Output each line of the data word for word, from the first through the line that holds "The next step", and leave off whatever follows.
[Dataset records — start]
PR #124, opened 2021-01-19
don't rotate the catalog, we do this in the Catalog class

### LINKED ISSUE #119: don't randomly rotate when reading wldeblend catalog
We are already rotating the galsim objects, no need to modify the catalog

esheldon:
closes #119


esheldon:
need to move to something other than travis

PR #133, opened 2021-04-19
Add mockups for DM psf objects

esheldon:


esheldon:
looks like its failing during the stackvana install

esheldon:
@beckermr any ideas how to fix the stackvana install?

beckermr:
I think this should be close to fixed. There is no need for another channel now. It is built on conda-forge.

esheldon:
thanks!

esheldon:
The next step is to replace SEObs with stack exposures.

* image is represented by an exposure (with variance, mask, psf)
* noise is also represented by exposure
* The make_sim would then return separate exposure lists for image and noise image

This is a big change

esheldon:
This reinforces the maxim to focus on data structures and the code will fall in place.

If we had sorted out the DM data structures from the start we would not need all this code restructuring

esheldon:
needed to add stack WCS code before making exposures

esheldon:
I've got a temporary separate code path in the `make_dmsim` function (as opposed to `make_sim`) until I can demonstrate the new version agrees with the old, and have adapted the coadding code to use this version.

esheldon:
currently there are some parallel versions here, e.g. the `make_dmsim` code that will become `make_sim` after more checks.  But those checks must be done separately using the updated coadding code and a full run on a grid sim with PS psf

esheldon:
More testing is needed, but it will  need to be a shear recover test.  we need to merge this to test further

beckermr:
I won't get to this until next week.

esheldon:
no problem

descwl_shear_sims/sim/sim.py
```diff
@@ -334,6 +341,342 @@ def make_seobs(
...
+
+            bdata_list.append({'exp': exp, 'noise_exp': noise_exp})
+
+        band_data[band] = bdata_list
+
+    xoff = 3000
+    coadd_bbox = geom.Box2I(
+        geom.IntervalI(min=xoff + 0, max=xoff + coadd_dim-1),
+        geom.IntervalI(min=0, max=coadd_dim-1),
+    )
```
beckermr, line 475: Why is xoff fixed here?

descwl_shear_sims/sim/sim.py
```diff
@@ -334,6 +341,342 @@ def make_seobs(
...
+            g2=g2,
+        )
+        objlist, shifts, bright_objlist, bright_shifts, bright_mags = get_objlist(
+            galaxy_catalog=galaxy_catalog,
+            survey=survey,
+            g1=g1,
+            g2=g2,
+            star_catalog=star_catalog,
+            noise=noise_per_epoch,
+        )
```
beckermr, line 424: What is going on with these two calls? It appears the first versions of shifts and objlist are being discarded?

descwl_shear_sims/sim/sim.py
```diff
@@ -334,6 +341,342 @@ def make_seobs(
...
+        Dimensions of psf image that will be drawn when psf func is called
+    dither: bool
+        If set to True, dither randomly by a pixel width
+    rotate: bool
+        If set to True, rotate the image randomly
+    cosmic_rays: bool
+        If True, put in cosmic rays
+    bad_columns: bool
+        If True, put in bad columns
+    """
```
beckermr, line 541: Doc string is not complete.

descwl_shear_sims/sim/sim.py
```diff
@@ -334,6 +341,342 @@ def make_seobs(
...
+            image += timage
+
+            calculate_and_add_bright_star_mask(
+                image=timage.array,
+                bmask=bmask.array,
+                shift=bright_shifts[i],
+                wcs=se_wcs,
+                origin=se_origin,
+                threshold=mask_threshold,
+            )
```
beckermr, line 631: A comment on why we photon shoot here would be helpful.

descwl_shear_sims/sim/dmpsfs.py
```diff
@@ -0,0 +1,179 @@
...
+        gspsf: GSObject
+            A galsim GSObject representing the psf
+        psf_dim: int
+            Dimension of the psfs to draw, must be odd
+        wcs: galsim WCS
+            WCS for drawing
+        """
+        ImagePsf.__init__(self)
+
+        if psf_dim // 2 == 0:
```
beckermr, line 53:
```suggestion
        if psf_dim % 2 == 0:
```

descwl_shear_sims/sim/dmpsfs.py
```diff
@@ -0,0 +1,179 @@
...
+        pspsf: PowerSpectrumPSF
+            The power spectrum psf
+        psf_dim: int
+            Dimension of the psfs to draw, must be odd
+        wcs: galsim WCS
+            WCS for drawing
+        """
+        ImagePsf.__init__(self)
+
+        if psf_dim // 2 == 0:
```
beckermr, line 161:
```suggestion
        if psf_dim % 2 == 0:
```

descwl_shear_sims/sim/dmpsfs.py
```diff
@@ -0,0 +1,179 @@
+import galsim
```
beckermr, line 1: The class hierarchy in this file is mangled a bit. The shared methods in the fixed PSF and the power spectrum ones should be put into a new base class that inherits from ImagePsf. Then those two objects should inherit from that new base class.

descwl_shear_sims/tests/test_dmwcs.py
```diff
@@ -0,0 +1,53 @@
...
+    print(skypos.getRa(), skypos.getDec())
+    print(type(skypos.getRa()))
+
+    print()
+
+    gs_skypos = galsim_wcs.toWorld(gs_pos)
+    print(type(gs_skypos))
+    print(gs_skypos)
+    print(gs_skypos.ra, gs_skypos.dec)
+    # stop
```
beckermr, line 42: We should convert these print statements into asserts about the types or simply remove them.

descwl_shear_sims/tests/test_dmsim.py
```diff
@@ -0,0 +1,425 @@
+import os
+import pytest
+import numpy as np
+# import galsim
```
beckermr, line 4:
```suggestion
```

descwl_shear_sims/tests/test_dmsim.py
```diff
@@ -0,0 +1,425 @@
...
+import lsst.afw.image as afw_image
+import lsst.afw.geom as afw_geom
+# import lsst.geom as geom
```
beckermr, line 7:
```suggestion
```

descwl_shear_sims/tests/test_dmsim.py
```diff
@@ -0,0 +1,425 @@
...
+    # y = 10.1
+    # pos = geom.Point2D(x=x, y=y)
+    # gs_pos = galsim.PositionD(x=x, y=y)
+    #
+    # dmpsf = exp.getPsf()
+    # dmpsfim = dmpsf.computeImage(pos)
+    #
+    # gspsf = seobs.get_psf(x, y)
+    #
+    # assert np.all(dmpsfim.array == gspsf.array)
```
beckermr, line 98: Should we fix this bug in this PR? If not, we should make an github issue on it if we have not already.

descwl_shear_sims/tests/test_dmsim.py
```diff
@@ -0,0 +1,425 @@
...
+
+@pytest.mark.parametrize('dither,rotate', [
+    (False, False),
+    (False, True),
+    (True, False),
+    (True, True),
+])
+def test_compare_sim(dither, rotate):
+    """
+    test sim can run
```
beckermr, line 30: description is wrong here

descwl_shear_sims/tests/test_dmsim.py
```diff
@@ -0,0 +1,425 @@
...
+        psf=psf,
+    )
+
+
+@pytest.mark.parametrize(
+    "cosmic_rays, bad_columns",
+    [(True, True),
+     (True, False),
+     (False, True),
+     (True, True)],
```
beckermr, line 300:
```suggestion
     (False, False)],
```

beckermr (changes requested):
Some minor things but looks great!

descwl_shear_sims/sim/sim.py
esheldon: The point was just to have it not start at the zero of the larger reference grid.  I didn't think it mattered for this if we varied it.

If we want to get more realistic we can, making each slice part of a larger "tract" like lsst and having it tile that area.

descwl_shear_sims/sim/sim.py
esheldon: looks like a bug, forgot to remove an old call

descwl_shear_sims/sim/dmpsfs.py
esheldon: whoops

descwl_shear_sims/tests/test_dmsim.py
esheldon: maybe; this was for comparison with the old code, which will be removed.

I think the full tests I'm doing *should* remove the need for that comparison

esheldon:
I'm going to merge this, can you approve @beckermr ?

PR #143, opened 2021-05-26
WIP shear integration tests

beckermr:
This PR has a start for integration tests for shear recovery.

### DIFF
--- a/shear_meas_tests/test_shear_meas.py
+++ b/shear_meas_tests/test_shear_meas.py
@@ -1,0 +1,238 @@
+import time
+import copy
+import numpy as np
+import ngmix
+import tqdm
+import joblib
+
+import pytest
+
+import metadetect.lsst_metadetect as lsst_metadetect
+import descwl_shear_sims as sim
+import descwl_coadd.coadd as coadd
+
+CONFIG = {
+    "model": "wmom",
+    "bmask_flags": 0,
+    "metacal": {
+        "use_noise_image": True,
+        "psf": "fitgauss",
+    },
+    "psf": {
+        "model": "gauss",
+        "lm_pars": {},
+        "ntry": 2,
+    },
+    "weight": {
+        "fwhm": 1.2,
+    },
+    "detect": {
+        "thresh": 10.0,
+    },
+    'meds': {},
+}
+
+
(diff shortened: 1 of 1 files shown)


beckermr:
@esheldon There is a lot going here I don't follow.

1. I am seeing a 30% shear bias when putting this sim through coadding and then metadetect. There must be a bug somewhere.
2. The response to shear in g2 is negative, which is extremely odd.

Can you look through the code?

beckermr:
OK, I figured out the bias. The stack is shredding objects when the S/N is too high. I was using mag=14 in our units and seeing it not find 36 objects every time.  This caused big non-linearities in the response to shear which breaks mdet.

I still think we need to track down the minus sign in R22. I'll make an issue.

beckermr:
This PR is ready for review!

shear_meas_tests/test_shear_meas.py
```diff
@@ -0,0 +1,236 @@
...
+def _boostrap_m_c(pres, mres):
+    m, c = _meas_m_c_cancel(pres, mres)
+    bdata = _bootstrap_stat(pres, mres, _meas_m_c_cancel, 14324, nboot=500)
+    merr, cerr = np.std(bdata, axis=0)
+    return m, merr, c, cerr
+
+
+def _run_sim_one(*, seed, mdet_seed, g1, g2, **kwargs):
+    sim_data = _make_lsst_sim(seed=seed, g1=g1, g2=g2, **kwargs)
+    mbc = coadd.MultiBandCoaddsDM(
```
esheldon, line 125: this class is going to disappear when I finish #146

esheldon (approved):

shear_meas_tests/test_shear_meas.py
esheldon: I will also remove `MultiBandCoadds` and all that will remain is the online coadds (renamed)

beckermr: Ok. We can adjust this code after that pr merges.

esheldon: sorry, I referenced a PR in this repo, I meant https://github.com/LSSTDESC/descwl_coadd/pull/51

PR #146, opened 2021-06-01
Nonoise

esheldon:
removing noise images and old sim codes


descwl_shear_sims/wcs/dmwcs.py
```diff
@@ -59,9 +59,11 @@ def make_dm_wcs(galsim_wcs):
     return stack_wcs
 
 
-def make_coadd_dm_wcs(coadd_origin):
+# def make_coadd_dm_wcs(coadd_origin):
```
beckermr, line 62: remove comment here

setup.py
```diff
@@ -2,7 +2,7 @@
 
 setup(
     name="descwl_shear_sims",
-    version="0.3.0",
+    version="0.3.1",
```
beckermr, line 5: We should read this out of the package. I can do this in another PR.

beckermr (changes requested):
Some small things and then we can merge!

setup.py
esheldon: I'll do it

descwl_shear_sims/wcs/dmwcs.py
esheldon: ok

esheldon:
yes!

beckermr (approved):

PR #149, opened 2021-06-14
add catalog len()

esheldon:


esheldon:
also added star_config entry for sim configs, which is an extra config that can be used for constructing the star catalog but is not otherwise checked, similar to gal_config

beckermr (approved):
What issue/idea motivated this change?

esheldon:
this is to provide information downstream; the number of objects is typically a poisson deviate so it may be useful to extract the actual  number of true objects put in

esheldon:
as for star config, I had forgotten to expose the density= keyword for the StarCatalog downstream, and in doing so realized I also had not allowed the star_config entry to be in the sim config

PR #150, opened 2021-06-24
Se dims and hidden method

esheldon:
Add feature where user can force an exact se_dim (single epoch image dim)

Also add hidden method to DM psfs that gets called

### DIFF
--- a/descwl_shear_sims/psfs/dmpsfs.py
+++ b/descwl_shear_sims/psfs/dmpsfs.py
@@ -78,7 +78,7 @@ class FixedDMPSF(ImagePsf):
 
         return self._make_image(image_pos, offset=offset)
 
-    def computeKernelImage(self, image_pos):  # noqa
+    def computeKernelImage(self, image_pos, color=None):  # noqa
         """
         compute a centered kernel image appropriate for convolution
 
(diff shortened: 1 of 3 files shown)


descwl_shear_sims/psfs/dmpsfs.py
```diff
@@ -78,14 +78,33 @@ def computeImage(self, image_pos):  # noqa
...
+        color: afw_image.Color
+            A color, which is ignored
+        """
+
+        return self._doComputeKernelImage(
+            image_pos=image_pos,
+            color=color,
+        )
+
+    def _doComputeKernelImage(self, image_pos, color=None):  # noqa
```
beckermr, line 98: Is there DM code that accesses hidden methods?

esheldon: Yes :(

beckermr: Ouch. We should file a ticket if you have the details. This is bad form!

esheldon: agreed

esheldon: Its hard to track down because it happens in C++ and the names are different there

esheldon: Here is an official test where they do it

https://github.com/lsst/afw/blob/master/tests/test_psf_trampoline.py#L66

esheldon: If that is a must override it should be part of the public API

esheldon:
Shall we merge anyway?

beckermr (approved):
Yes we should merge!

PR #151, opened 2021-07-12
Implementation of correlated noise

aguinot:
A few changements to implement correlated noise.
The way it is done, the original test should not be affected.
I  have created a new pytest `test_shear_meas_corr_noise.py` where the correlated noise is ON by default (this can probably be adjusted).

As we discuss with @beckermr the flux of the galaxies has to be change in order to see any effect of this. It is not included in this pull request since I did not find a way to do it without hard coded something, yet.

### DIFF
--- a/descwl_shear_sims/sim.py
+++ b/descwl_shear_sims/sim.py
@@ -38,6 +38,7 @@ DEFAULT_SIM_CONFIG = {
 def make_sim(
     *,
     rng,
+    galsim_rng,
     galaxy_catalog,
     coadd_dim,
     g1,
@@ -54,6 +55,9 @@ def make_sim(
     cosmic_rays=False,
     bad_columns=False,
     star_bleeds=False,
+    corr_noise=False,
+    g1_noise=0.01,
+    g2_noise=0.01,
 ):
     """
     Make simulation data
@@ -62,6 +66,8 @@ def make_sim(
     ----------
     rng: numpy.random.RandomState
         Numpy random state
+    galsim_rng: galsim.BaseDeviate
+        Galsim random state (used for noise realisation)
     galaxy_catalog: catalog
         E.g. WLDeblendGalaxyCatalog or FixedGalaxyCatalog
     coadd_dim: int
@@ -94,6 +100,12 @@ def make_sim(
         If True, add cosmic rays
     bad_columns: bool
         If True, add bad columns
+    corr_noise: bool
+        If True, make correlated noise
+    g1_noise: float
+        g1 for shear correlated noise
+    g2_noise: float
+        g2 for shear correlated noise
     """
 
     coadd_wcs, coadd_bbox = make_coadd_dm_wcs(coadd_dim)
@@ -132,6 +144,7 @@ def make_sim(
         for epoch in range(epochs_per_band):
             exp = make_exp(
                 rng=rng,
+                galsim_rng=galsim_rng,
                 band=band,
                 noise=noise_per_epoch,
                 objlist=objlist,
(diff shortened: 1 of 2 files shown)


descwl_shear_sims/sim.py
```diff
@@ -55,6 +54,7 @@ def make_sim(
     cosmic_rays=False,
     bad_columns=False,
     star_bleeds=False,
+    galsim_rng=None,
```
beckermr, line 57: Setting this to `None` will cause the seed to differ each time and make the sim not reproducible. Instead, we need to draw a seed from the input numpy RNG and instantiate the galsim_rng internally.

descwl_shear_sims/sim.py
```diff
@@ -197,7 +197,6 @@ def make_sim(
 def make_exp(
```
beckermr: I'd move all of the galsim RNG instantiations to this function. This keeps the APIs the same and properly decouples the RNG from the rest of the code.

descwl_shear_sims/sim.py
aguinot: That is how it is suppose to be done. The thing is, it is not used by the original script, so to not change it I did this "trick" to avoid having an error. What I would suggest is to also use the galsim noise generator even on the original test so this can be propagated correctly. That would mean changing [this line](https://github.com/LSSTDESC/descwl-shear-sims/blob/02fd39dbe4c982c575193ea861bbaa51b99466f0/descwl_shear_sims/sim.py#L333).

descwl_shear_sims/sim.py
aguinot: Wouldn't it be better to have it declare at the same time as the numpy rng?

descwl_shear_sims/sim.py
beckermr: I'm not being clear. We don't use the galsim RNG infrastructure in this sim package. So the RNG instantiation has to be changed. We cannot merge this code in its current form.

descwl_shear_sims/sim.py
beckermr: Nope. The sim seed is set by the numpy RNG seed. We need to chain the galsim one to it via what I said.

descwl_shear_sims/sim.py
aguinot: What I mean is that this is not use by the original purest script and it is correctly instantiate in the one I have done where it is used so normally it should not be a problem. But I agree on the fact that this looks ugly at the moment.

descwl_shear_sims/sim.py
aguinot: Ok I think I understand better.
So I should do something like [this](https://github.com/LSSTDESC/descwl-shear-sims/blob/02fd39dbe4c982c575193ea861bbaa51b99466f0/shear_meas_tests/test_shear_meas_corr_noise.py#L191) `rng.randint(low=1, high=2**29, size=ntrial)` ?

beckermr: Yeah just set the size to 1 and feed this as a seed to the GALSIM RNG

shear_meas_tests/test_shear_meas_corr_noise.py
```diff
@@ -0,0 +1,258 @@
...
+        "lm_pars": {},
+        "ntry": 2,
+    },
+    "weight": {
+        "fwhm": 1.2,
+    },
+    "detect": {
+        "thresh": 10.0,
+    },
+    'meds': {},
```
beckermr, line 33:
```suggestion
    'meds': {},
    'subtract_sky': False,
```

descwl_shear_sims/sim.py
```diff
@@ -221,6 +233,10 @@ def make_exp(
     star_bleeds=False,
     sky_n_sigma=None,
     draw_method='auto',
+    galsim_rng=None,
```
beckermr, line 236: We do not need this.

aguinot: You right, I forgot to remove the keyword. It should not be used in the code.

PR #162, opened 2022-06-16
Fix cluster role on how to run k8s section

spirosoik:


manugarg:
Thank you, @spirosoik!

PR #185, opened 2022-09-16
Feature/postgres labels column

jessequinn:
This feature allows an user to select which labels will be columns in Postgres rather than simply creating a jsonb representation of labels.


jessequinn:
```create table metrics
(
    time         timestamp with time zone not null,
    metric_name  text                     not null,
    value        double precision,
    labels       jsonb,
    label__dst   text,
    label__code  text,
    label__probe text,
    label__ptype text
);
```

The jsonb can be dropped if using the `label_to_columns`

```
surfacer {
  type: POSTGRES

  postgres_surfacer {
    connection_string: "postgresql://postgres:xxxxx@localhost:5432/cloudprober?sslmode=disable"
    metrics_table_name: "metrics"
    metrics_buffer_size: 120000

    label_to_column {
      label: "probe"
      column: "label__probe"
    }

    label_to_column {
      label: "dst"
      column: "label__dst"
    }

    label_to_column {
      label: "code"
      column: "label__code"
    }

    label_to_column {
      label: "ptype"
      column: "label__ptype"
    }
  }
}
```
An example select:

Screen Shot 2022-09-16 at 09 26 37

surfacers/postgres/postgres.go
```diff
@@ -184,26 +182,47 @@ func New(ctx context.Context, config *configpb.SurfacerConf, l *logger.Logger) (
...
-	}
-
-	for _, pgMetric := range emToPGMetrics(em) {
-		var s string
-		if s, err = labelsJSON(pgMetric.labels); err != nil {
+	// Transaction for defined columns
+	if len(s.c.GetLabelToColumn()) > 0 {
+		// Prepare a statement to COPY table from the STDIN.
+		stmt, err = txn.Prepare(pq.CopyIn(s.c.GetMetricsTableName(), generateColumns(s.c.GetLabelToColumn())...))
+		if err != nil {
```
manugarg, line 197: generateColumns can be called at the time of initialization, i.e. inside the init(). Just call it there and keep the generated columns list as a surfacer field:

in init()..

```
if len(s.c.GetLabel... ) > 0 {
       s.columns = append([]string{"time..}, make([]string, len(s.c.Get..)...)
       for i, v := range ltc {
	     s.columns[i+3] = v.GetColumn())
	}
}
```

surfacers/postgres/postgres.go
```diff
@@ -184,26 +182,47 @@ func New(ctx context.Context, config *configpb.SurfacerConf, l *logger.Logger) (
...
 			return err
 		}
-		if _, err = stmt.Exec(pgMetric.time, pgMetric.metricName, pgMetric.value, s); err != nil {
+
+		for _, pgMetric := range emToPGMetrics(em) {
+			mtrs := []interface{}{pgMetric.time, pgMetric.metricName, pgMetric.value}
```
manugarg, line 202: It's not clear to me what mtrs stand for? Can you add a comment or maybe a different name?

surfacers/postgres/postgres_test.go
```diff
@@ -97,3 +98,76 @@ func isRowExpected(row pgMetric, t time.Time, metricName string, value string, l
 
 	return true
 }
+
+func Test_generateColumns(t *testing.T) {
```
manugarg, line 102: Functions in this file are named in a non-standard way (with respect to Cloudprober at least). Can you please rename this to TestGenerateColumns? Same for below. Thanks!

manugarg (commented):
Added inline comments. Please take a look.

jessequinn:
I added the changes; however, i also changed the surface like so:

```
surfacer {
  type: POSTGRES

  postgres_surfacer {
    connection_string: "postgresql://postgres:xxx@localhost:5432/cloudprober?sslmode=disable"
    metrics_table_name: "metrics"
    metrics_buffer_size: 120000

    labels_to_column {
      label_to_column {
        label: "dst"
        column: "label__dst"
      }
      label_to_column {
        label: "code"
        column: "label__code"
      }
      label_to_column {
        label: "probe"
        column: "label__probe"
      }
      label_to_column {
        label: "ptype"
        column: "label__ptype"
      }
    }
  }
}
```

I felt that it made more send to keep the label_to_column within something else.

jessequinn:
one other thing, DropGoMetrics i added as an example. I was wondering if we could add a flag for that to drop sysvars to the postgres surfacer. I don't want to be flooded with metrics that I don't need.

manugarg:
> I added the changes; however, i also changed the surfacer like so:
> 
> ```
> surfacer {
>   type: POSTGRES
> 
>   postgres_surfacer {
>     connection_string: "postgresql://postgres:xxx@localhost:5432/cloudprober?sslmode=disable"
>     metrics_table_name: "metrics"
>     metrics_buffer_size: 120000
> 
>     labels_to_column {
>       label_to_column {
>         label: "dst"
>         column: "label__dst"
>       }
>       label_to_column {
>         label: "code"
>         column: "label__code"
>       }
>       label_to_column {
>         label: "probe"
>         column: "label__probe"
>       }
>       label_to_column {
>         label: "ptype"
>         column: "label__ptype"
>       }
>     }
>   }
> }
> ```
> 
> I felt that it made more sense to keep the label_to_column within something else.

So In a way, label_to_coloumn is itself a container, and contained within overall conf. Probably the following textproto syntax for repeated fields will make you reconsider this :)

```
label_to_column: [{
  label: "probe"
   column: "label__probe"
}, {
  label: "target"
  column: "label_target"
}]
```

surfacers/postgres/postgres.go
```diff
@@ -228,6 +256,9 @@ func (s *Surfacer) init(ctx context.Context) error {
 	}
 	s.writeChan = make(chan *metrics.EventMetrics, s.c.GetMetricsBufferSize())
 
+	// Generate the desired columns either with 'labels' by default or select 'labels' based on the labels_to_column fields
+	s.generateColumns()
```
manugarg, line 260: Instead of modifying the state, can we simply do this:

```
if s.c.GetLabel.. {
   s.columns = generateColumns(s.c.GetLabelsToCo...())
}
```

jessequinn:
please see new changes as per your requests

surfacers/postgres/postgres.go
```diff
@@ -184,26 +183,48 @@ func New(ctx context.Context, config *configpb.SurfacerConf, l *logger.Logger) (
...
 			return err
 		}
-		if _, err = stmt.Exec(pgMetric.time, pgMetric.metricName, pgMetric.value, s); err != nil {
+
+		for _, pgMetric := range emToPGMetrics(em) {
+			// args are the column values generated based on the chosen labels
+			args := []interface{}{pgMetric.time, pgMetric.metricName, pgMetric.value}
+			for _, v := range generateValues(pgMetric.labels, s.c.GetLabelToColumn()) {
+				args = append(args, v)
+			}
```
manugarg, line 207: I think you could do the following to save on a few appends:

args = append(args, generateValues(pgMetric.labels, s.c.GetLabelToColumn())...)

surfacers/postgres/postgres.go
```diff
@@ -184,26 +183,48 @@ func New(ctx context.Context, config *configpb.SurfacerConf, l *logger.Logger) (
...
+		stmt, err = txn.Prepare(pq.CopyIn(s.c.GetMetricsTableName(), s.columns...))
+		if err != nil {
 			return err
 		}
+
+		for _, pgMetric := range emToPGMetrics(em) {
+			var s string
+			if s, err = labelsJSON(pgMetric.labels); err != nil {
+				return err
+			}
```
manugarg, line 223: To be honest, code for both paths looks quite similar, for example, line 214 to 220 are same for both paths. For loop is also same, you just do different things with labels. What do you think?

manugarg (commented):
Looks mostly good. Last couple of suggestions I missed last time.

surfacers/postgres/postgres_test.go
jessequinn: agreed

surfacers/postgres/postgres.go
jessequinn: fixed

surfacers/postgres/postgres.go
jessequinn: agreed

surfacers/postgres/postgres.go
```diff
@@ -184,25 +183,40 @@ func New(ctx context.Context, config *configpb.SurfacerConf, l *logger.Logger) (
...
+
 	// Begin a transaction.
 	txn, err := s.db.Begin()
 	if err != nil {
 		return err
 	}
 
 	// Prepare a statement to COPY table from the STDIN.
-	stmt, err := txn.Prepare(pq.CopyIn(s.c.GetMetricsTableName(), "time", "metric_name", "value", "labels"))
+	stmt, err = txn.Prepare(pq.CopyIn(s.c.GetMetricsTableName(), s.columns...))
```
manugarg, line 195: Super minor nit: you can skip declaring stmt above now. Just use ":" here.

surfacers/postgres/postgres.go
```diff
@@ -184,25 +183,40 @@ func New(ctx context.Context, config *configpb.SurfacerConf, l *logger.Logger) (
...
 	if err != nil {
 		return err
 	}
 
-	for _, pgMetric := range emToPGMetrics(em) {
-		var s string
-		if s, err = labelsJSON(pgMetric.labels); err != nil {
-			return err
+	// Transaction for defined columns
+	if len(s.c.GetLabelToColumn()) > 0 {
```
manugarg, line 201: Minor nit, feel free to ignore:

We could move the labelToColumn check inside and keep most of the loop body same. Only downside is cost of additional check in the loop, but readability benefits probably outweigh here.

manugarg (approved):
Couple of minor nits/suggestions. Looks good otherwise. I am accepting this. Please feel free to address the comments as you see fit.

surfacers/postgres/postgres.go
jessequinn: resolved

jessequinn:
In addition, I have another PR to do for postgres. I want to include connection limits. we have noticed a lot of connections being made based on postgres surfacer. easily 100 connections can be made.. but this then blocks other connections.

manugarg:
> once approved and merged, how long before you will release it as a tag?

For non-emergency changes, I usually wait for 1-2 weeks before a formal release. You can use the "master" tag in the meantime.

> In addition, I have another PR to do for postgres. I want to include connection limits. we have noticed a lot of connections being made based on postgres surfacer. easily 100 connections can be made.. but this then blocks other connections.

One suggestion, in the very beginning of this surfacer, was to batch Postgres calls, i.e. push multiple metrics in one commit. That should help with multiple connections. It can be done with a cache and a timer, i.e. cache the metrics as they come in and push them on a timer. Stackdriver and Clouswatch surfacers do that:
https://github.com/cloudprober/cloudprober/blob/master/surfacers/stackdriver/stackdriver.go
[Dataset records — finish]
Completed task>
PR #124, opened 2021-01-19
don't rotate the catalog, we do this in the Catalog class

### LINKED ISSUE #119: don't randomly rotate when reading wldeblend catalog
We are already rotating the galsim objects, no need to modify the catalog

esheldon:
closes #119


esheldon:
need to move to something other than travis

PR #133, opened 2021-04-19
Add mockups for DM psf objects

esheldon:


esheldon:
looks like its failing during the stackvana install

esheldon:
@beckermr any ideas how to fix the stackvana install?

beckermr:
I think this should be close to fixed. There is no need for another channel now. It is built on conda-forge.

esheldon:
thanks!

esheldon:
The next step is to replace SEObs with stack exposures.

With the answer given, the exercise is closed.